Zrobię krótkie podsumowanie roku, bo widziałem 21 filmów w kinie od lipca.

Najlepsze (8/10): Green Knight, Diuna, Jeźdźcy sprawiedliwości

Wyróżnienie (mogło być bardzo dobrze, ale czegoś zabrakło): Ostatniej nocy w Soho, Ostatni pojedynek

Przereklamowane: Free Guy, Na rauszu

Najgorsze (5/10 i gorzej): Dziewczyny z Dubaju, Wesele, Kosmiczny mecz: Nowa era

#film #kino

Najlepsza kinowa premiera tego roku to

  • Spider-Man: Bez drogi do domu 21.2% (11)
  • Diuna 55.8% (29)
  • Nie czas umierać 9.6% (5)
  • Cruella 3.8% (2)
  • Free Guy 0% (0)
  • Shang-Chi i legenda dziesięciu pierścieni 0% (0)
  • Inna - anglojęzyczna 1.9% (1)
  • Inna - nieanglojęzyczna 7.7% (4)

Oddanych głosów: 52

  • 8
@nightmaar: Szczerze? Żaden film nie zrobił na mnie piorunującego wrażenia, żebym go wychwalał pod niebiosa.

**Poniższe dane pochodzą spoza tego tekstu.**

PR #797, opened 2023-01-31
Adds a `--max-wait-time` option to ros2 topic pub

arjo129:
When we run `ros2 topic pub -w 1 ...` we can wait for a fixed number
of connections prior to shutting down. This is useful in many scenarios,
however when writing automated tests it may be useful to time out if the
correct number of connections are not recieved in a given amount of
time. This PR adds a `--max-wait-time` option which allows users to set
a timeout on how long to wait for subscribers.

Includes changes from #792 

### DIFF
--- a/ros2cli/completion/ros2-argcomplete.zsh
+++ b/ros2cli/completion/ros2-argcomplete.zsh
@@ -12,7 +12,9 @@
 # See the License for the specific language governing permissions and
 # limitations under the License.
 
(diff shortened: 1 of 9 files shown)


clalancette:
With #792 now merged, this needs a rebase.  I'll do a review once that happens (and it comes out of draft).

arjo129:
Closing in favor of #800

Jeśli chodzi o wyczekiwania i brak jako takiego zawodu to Spiderman z sentymentem do starych pajączków i Nie czas umierać z ładnie domkniętą historią 007.
@nightmaar wesele - liczyłem na jakiś spinoff a to kolejny gniot o 2wś. Coraz mniej polskich filmów da sie oglądać - albo jakieś gówno historyczne (za to powinni chłostać reżyserów, bo ile można walkowac przeszłość) albo komedie romantyczne do porzygu
@nightmaar: Blockbuster na jaki czekałem w tym roku i nie rozczarował mnie to Legion Samobójców - mimo iż Gunn jako najgorszych villanow przestawia ojców. Mniejszym filmem, na który też czekałem i też dostarczył emocji było Ostatniej nocy w Socho - oposieść o nostalgii i horrorze.